*** Exercise input

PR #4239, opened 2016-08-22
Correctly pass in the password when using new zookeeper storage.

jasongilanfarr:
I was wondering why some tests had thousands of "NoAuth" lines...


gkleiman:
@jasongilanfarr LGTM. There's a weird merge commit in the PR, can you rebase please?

******
*** Exercise input

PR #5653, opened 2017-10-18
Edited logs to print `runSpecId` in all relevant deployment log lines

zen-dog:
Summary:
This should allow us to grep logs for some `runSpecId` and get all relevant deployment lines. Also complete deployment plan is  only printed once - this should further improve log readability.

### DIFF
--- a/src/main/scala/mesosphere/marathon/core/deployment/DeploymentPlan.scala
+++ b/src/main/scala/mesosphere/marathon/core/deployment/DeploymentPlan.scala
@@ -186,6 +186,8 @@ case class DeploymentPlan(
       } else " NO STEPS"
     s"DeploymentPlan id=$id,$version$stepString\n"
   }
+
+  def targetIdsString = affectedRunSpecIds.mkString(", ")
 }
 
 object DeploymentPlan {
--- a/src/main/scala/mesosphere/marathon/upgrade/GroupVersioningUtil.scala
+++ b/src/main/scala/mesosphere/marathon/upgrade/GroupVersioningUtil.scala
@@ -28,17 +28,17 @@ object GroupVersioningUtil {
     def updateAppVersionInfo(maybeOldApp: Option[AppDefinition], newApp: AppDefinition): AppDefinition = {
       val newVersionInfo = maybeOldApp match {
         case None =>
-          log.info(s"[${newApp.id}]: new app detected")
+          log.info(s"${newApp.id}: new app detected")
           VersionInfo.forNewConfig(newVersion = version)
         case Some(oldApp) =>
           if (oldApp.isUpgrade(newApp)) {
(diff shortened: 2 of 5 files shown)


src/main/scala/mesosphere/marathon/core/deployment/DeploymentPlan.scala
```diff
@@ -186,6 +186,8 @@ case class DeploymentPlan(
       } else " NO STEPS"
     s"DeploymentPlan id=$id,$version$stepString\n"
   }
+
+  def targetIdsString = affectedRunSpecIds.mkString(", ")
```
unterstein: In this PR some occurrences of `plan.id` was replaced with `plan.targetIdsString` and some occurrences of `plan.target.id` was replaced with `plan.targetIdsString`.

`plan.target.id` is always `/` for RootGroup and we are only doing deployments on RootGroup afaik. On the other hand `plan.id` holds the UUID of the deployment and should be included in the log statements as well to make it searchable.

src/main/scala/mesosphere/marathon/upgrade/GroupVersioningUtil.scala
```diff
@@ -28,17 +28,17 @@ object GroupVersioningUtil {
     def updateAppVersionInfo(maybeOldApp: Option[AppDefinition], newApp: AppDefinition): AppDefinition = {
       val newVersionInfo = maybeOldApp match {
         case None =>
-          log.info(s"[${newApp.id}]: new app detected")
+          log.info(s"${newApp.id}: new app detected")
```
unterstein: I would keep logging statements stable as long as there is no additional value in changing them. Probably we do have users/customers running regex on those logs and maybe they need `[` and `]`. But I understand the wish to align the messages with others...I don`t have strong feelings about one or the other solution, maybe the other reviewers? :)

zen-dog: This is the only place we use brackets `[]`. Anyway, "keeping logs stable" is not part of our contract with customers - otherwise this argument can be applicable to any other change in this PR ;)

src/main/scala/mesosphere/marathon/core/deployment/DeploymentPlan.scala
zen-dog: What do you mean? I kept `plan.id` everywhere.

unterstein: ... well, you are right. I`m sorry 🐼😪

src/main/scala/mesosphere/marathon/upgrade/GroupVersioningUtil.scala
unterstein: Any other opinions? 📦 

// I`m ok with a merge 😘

******

**The task:** Reproduce exactly the lines above from the line with "unterstein: In this" to the line with "with a merge 😘", including both, and add nothing.

**Exercise solution:**
unterstein: In this PR some occurrences of `plan.id` was replaced with `plan.targetIdsString` and some occurrences of `plan.target.id` was replaced with `plan.targetIdsString`.

`plan.target.id` is always `/` for RootGroup and we are only doing deployments on RootGroup afaik. On the other hand `plan.id` holds the UUID of the deployment and should be included in the log statements as well to make it searchable.

src/main/scala/mesosphere/marathon/upgrade/GroupVersioningUtil.scala
```diff
@@ -28,17 +28,17 @@ object GroupVersioningUtil {
     def updateAppVersionInfo(maybeOldApp: Option[AppDefinition], newApp: AppDefinition): AppDefinition = {
       val newVersionInfo = maybeOldApp match {
         case None =>
-          log.info(s"[${newApp.id}]: new app detected")
+          log.info(s"${newApp.id}: new app detected")
```
unterstein: I would keep logging statements stable as long as there is no additional value in changing them. Probably we do have users/customers running regex on those logs and maybe they need `[` and `]`. But I understand the wish to align the messages with others...I don`t have strong feelings about one or the other solution, maybe the other reviewers? :)

zen-dog: This is the only place we use brackets `[]`. Anyway, "keeping logs stable" is not part of our contract with customers - otherwise this argument can be applicable to any other change in this PR ;)

src/main/scala/mesosphere/marathon/core/deployment/DeploymentPlan.scala
zen-dog: What do you mean? I kept `plan.id` everywhere.

unterstein: ... well, you are right. I`m sorry 🐼😪

src/main/scala/mesosphere/marathon/upgrade/GroupVersioningUtil.scala
unterstein: Any other opinions? 📦 

// I`m ok with a merge 😘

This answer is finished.